No, quantum states never disappear. They just evolve in time. However, it is
hard to _isolate_ a system that you are assigning a state vector from its
surroundings.

> They say the processes behind light harvesting are a special blend of the
> quantum and the classical.

This kind of misleadingly suggests that reality has separate quantum and
classical components. That's not the case; everything is quantum. It's just
that some things that occur cannot be described accurately with classical
physics.

> Because energy can exist in a superposition of states, it can travel a
> variety of routes around the network at the same time. And when it finds the
> correct destination, the superposition collapses, leaving the energy at the
> reaction centre.

 _Light_ travels. Energy is just a number that's conserved in non-relativistic
QM. Also, while I suppose you could describe light as traveling through every
path at once (and I know a lot of physicists like to describe it this way
too), it sounds much more mysterious than it needs to be to me. I would just
say: "as the wavefunction evolves in time, its probability amplitude spreads
throughout space".

> Another is the quantum zeno effect, the paradoxical phenomenon in which an
> unstable state never changes if it is watched continuously.

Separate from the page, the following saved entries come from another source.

PR #4569, opened 2022-07-02
[NTOSKRNL] Fix a bug in MiDeleteVirtualAddresses

tkreuzer:
When a PDE gets empty, we skip the address to the next PDE boundary, which might introduce an AddressGap, which wasn't handled before.

### DIFF
--- a/ntoskrnl/mm/ARM3/virtual.c
+++ b/ntoskrnl/mm/ARM3/virtual.c
@@ -714,10 +714,15 @@ MiDeleteVirtualAddresses(IN ULONG_PTR Va,
                 if (MiDecrementPageTableReferences((PVOID)Va) == 0)
                 {
                     ASSERT(PointerPde->u.Long != 0);
+
                     /* Delete the PDE proper */
                     MiDeletePde(PointerPde, CurrentProcess);
-                    /* Jump */
+
+                    /* Continue with the next PDE */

This makes it sound like its conscious or something. There's no paradox here.
"Watching" is just a series of measurements. Measurements collapse a state
into an eigenstate. If you perform these frequently enough, the system doesn't
have time to decohere, so it just keeps collapsing into the same eigenstate.
It would be less like watching the pot and more like pulling it off the stove
each time its about to boil.

Anyway, I sound nitpicky, but I remember that before I learned QM I was always
bothered by the fact that people tried to make it sound mysterious and vague
for some reason when its actually quite objective and concrete.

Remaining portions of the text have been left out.